* Information supplied
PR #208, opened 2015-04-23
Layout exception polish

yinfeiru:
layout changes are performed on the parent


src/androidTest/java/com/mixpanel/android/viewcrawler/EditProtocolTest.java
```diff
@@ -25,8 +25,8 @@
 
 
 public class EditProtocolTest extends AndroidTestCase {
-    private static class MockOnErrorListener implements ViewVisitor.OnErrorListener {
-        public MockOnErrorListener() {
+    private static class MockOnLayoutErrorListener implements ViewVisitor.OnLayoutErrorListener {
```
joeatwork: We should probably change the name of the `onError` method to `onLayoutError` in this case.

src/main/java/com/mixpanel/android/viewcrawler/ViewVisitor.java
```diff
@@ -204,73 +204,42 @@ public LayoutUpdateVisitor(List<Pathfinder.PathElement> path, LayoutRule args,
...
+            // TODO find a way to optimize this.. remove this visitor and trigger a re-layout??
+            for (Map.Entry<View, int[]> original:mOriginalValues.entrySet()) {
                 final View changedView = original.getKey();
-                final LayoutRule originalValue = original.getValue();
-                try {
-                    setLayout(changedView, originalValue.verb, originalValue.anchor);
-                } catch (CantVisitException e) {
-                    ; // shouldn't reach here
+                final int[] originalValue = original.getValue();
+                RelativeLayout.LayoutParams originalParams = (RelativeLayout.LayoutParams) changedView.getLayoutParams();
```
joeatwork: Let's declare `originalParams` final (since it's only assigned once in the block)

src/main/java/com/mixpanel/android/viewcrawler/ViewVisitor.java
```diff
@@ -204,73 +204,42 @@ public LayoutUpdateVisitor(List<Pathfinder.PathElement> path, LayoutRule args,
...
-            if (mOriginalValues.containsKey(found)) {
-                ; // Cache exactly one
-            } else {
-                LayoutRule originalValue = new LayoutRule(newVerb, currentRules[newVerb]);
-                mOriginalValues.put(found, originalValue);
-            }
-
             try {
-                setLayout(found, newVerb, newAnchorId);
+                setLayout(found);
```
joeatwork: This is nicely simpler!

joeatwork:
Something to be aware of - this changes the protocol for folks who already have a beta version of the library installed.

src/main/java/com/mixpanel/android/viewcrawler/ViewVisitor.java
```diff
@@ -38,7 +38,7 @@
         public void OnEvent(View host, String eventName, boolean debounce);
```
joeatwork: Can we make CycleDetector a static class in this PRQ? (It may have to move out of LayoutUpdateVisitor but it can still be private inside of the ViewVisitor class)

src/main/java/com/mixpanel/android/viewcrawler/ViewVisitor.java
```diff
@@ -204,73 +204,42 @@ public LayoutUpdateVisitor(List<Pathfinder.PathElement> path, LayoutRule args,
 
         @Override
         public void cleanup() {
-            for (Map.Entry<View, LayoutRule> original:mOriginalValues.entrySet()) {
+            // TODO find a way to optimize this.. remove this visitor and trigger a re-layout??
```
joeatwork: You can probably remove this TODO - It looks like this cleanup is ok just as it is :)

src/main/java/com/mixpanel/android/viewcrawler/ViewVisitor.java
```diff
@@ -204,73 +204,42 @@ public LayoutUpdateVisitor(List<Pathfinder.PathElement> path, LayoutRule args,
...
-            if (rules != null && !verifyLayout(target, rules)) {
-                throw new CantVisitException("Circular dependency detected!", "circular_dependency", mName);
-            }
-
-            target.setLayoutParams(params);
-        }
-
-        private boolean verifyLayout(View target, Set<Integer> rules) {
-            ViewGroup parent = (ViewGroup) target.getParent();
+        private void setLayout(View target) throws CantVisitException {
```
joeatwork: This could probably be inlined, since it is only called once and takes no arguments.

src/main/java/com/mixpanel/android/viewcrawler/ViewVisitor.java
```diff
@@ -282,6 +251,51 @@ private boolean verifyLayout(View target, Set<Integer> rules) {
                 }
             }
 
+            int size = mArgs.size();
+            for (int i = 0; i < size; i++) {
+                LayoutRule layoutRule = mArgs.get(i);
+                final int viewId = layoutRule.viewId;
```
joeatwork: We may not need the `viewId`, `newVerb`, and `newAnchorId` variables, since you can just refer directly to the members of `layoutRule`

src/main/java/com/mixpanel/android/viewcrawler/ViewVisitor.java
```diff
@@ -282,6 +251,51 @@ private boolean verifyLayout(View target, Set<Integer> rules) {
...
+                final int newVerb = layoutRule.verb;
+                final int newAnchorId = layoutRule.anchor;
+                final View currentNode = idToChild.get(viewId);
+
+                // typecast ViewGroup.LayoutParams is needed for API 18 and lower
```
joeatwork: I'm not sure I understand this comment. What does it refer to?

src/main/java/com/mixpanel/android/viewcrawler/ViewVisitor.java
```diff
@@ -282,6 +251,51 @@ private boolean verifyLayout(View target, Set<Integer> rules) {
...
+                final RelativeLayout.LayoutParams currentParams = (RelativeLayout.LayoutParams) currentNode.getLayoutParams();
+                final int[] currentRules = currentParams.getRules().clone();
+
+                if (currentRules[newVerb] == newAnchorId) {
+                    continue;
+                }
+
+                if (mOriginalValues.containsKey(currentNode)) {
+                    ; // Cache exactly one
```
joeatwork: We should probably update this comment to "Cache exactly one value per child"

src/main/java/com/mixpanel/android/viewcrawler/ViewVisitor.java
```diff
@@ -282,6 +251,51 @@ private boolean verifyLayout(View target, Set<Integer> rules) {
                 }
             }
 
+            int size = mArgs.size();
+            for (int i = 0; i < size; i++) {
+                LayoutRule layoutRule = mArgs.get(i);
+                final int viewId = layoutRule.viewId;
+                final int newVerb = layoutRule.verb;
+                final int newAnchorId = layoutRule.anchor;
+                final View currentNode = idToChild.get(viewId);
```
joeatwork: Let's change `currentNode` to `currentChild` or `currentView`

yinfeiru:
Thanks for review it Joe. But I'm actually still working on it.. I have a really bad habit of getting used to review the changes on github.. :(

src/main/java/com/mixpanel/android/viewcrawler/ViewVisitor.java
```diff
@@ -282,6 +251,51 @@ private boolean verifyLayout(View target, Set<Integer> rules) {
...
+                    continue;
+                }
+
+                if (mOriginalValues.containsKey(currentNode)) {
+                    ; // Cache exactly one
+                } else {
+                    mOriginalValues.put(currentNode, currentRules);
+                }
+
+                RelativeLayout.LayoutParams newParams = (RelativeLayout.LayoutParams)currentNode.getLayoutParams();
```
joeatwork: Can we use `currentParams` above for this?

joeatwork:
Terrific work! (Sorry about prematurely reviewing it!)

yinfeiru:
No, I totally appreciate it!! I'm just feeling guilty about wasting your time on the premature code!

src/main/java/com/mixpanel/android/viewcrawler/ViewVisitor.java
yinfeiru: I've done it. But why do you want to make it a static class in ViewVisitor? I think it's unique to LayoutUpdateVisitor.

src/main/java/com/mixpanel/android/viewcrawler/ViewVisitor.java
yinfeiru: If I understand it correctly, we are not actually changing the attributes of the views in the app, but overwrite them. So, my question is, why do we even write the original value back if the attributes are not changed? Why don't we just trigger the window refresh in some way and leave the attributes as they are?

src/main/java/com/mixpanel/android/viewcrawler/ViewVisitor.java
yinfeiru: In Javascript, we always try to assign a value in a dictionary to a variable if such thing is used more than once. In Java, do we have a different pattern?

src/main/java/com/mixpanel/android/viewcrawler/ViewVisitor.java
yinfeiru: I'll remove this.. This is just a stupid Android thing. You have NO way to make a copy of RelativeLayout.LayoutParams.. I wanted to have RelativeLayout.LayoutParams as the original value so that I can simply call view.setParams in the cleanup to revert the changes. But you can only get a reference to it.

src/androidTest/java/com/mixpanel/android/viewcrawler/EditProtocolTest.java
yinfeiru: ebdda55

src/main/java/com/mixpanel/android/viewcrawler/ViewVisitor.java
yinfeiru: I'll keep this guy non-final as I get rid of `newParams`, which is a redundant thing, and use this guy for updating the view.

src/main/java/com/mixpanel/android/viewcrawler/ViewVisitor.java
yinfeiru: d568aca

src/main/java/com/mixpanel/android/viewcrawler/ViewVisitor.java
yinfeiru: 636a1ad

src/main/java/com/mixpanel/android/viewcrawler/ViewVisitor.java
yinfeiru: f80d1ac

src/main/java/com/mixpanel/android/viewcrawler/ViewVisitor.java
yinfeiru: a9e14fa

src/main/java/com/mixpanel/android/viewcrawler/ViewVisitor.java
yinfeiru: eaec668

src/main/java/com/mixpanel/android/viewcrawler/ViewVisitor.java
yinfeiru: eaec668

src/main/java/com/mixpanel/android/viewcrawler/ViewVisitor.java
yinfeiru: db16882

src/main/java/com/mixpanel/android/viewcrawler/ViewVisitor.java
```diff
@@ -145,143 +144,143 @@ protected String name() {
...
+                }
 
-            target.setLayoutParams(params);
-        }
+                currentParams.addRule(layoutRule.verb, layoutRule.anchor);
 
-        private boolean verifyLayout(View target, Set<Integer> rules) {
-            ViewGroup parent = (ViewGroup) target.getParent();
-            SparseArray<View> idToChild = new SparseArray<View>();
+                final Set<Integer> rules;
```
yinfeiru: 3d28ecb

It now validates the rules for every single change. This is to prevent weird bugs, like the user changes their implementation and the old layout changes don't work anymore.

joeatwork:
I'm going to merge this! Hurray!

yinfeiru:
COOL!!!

* Aim of the task
Reply with the number of lines in the entries that hold the word "changedView", and add no other words.

* Result for this task
3